=== Begin Enclosure ===
PR #7505, opened 2026-08-06
feat: explicit detach state and "accept ownership" action

calvinmclean:
Addresses https://github.com/obot-platform/obot/issues/7092

Delete warning:
Screenshot 2026-08-06 at 12 23 05

Detach warning + button:
Screenshot 2026-08-06 at 12 47 56

Sync error if re-added to catalog:
Screenshot 2026-08-06 at 12 49 16

Note: some small UI details changed after recording this, but the overall flow is still accurate

https://github.com/user-attachments/assets/13a88117-e7d1-49c5-a521-34c7aaa883f2

### DIFF
--- a/pkg/controller/handlers/mcpcatalog/mcpcatalog.go
+++ b/pkg/controller/handlers/mcpcatalog/mcpcatalog.go
@@ -236,10 +236,10 @@ func filterConflictingCatalogEntries(ctx context.Context, c client.Client, names
 		key := client.ObjectKeyFromObject(entry)
 		existing, found := existingByName[key]
 		if !found {
-			if err := c.Get(ctx, key, &existing); err != nil && !apierrors.IsNotFound(err) {
-				return nil, nil, err
-			} else if err == nil {
+			if err := c.Get(ctx, key, &existing); err == nil {
 				found = true
+			} else if !apierrors.IsNotFound(err) {
+				return nil, nil, err
 			}
 		}
 		if !found {
--- a/pkg/controller/handlers/mcpcatalog/mcpcatalog.go
+++ b/pkg/controller/handlers/mcpcatalog/mcpcatalog.go
@@ -246,13 +246,7 @@ func filterConflictingCatalogEntries(ctx context.Context, c client.Client, names
 			result = append(result, obj)
 			continue
 		}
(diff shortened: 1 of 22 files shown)


pkg/storage/apis/obot.obot.ai/v1/mcpservercatalogentry.go
```diff
@@ -68,17 +68,19 @@ func (in *MCPServerCatalogEntry) DeleteRefs() []Ref {
...
-	return !in.Spec.Editable && in.Spec.SourceURL != ""
+	return !in.Spec.Detached && !in.Spec.Editable && in.Spec.SourceURL != ""
 }
 
 type MCPServerCatalogEntrySpec struct {
 	Manifest         types.MCPServerCatalogEntryManifest `json:"manifest"`
 	UnsupportedTools []string                            `json:"unsupportedTools,omitempty"`
 	MCPCatalogName   string                              `json:"mcpCatalogName,omitempty"`
 	Editable         bool                                `json:"editable,omitempty"`
+	// +optional
```
thedadams: nit: I assume this affects the code generation somehow, but we don't do this anywhere else.

```suggestion
```

pkg/controller/handlers/mcpcatalog/mcpcatalog.go
```diff
@@ -205,6 +213,53 @@ func addSyncError(syncErrors map[string]string, sourceURL, errMsg string) {
...
+		}
+
+		key := client.ObjectKeyFromObject(entry)
+		existing, found := existingByName[key]
+		if !found {
+			if err := c.Get(ctx, key, &existing); err != nil && !apierrors.IsNotFound(err) {
+				return nil, nil, err
+			} else if err == nil {
+				found = true
+			}
```
thedadams: nit: I personally like to do this the other way around because it seems cleaner. Feel free to ignore if you don't like it.
```suggestion
			if err := c.Get(ctx, key, &existing); err == nil {
				found = true
			} else if !apierrors.IsNotFound(err) {
				return nil, nil, err
			}
```

thedadams (approved):

ivyjeong13 (approved):

PR #953, opened 2026-09-08
Resolve the document base once per tree, not once per reference

rgroenewoudt:
## Resolve the document base once per tree, not once per reference

`<base href>` is looked up with a fresh `DomUtils.GetBoxByTagName(Root, "base")` at each of the three
places that need it:

- `CommonUtils.ResolveAgainstDocumentBase` — images, stylesheets
- `HtmlContainer.ResolveHref` — links, bookmark targets
- `PdfGenerator.HandleRunningElementLinks` — a link inside a `content: element()` running element

All three ask **per reference**, not per document, and the walk cannot short-circuit when the
document declares no `<base>` at all — it visits every box in the tree before returning null. A
running element's own `<a href>` is re-resolved on every page its element was selected onto, so the
cost is `pages × links × boxes`.

This adds `HtmlContainerInt.DocumentBaseUri` as the single place that rule lives — memoized against
the tree's topmost box identity, in the same shape as `_idIndex` — and routes all three call sites
through it. `CommonUtils`' own doc comment already claimed to be "the single place this resolution
rule lives for images and stylesheets alike"; now it is one for links too.

### What it removes

Box visits inside `GetBoxByTagName` for one render, counted with a temporary counter, so this figure
is deterministic and machine-independent:

| Document | Before | After |
|---|---|---|
| 188-page paginated report, one link in its running footer | 5 525 506 | 79 849 |
| 7-page report | 19 127 | 4 815 |

In wall time that is **5–7 %** off the 188-page report (net10.0, Release, three interleaved rounds of
8 renders per side: median wall 4.07 s → 3.86 s, best-of-run process CPU 3.77 s → 3.50 s). On a 1–7
page document the difference is below this machine's run-to-run noise.

One caveat on profiling, since it would be easy to over-claim here: `dotnet-trace`'s sample profiler
puts `GetBoxByTagName` at 18.0 % inclusive of the render's CPU, all of it under
`HandleRunningElementLinks`. That figure is inflated — the function recurses to the depth of the box
tree, so its stacks are the deepest in the render and each sample taken inside it costs more to walk,
which inflates the frame's sampled share. The box-visit count is the honest measure of the work
removed; 5–7 % is what it was worth.

### Behaviour

Unchanged, deliberately. Three things worth naming:

- **`<base>` is still ignored for a `<link>`/`@import` stylesheet.** Those load from inside
  `DomParser.GenerateCssTree`, and `Root` is only assigned once `SetHtml` returns, so they reach
  `ResolveAgainstDocumentBase` with a null root and fall back to the adapter's base URI — existing
  behaviour, preserved. This does *not* apply to ``, which resolves during layout with `Root`
  assigned and honours `<base>` today (`FileUriLoaderIntegrationTests.BaseHrefFileUri_UnderDefault
  LoaderRoutesFileResourcesThroughAdapter` reaches its image only through `<base href>`). The
  null-root early return in the getter is a fast path, not a correctness guard: the key already
  handles a null root, since the next read against a real tree fails `ReferenceEquals` and re-walks.
- **`RAdapter.BaseUri` is not frozen into the memo** — it is a cheap property on the adapter, not a
  walk, so a document with no `<base>` keeps answering whatever the adapter currently says. The
  *declared* base is memoized as an already-parsed `RUri`, so a document that has one does not
  re-parse it per reference either.
- **A malformed `<base href>`** still throws from the same point relative to each caller's own work,
  and — because the memo key is committed only after the `RUri` is constructed — from every later
  read too, not just the first.

`Clear()` now also drops the two memo fields, so a re-parse (the `@container` convergence loop, or
`SetContent`'s shrink-to-fit path) does not leave the previous, already-disposed tree reachable.

### Tests

- `Html/Core/DocumentBaseUriTests.cs` — no document at all, no `<base>`, a declared `<base>`, a
  whitespace-only `href`, a memoized read, and a second `SetHtml` replacing the first document's
  answer.
- `RunningElementLinksAndTaggingIntegrationTests.RunningElementLink_RelativeHref_ResolvesAgainstTheDocumentBase`
  — a relative `href` inside a running element, asserting the written `/URI` action is base-resolved
  rather than raw, and that it appears once per page. That branch had no base-resolution coverage.

Each was checked for discrimination rather than just coverage:
`WithinOneTree_TheBaseIsResolvedOnlyOnce` fails when the memo key is patched to always re-walk,
`ASecondDocumentReplacesTheFirstOnesBase` fails if it never invalidates, and
`WithABlankBaseHref_FallsBackToTheAdapterBaseUri` fails if the whitespace check is dropped.

Full net8.0 suite: 10 258 passed; every executable changed line is covered.
`dotnet build PeachPDF.slnx -t:Rebuild` is warning-free on both TFMs.

One pre-existing failure is unrelated and reproduces on unmodified `main`:
`FontSynthesisIntegrationTests.ObliqueWithExplicitAngle_RegularOnlyFamily_UsesDeclaredAngleNotFixedDefault`
builds its expected substring with `Math.Sin(...).ToString("0.####")` — current-culture formatting —
and looks for it in a PDF that writes numbers invariant, so it only passes on a period-decimal
culture. It passes here under `DOTNET_SYSTEM_GLOBALIZATION_INVARIANT=1`. Happy to fix that in a
separate PR if you want it.

### DIFF
--- a/.claude/recent-fixes/2026-09-08-the-document-base-is-resolved-once-per-tree-not-once-per-reference.md
+++ b/.claude/recent-fixes/2026-09-08-the-document-base-is-resolved-once-per-tree-not-once-per-reference.md
@@ -1,0 +1,78 @@
+# The document base is resolved once per tree, not once per reference
+
+`<base href>` was looked up with a fresh `DomUtils.GetBoxByTagName(Root, "base")` at each of the three
+places that need it — `CommonUtils.ResolveAgainstDocumentBase` (images, stylesheets),
+`HtmlContainer.ResolveHref` (links, bookmark targets) and `PdfGenerator.HandleRunningElementLinks`
+(a link inside a `content: element()` running element). All three ask **per reference**, not per
+document, and that walk cannot short-circuit when the document declares no `<base>` at all: it visits
+every box in the tree before returning null. A running element's own `<a href>` is re-resolved on
+every page its element was selected onto, so the cost is `pages × links × boxes`.
+
+`HtmlContainerInt.DocumentBaseUri` is now the single place the rule lives, memoized against the
+tree's topmost box identity exactly like `_idIndex`.
+
+## What running it showed, that reading it did not
+
+A 188-page report (a real paginated document with one external link in its running footer) visits, in
+`GetBoxByTagName` alone:
+
+| | box visits |
+|---|---|
+| 188-page report, before | 5 525 506 |
+| 188-page report, after | 79 849 |
+| 7-page report, before | 19 127 |
+| 7-page report, after | 4 815 |
+
+**The sampled profile badly over-stated the time.** `dotnet-trace`'s sample profiler put
+`GetBoxByTagName` at 18.0 % inclusive of the render's CPU (2.38 s of 13.20 s across three renders),
+every bit of it under `HandleRunningElementLinks`. Removing it does not buy 18 %: it buys 5–7 %
+(188-page report, three interleaved rounds of 8 renders per side — median wall 4.07 s → 3.86 s,
+best-of-run CPU 3.77 s → 3.50 s). On a 1–7 page document the difference is below this machine's
+run-to-run noise. The reason is worth remembering before trusting a sampled percentage again — this
+function recurses to the depth of the box tree, so its stacks are the deepest in the whole render and
+each sample taken inside it costs proportionally more to walk. A frame's sampled share is inflated by
+its own stack depth. The box-visit count above is the honest measure of the work removed; the
+timing is what the work was actually worth.
+
+## Deliberately not done
+
+- **`<base>` is still ignored for a `<link>`/`@import` stylesheet.** Those load from inside
+  `DomParser.GenerateCssTree`, and `Root` is only assigned once `SetHtml` returns, so they reach
+  `ResolveAgainstDocumentBase` with a null root and fall back to the adapter's base URI. That is
+  long-standing behaviour and this change preserves it byte-for-byte. Whether the parse-time path
+  *should* honour `<base>` is a separate question. Note this does **not** apply to `<img>`: images are
+  resolved during layout (`CssBoxImage.MeasureWordsSize` → `ImageLoadHandler.SetImageFromPath`), by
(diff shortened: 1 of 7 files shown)


jhaygood86 (approved):
Reviewed against this repo's CLAUDE.md conventions. Verified by checking out this branch, running `dotnet build PeachPDF.slnx -t:Rebuild` (0 warnings), and running the DocumentBaseUri/RunningElementLinksAndTagging/ResolveHref/FileUriLoader-filtered test suites (52 tests, all pass).

This is a clean, well-scoped perf fix — thanks for the thorough writeup, especially the honesty about the sampled-profiler figure overstating the actual win (18% inclusive vs. the real 5-7%), which is exactly the kind of "what running it showed, that reading it did not" detail this repo's `recent-fixes` convention asks for.

A few things I checked independently rather than just trusting the description:
- **Memoization invalidation is correct.** Confirmed `SetHtml` calls `Clear()` before reassigning `Root` to a freshly-allocated tree from `GenerateCssTree` — so `ReferenceEquals(_documentBaseRoot, Root)` genuinely invalidates on every re-parse (container-query convergence, `PdfGenerator.SetContent`'s shrink-to-fit path), not just the common case.
- **`WithinOneTree_TheBaseIsResolvedOnlyOnce`** is a real discrimination test, not just coverage — mutating the tree's `<base>` attribute after the first read and confirming the memoized value doesn't change is a good way to prove memoization from the outside without needing a call counter.
- **The `<link>`/`@import`-stylesheet-ignores-`<base>` behavior is correctly preserved** (parse-time resolution happens before `Root` is assigned) and clearly distinguished from `` (which does honor it, at layout time) — this distinction is easy to get backwards and it's stated precisely.
- No doc-comment-detachment issues (a pattern that recurred across an earlier contributor's PRs in this repo) — every new/moved doc comment stays correctly attached to its own member.

The disclosed pre-existing test failure (`FontSynthesisIntegrationTests.ObliqueWithExplicitAngle_RegularOnlyFamily_UsesDeclaredAngleNotFixedDefault`, a current-culture-formatting bug unrelated to this change) is a nice catch and appreciated flagging rather than silently working around it.

Approving. Running the check workflow now (this needed manual approval as a first-time contributor) — will merge once it passes.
=== End Enclosure ===
◆ What to do:
The answer must consist of every line from the entries above that contains "onto".

◆ Answer for the task:
running element's own `<a href>` is re-resolved on every page its element was selected onto, so the
+every page its element was selected onto, so the cost is `pages × links × boxes`.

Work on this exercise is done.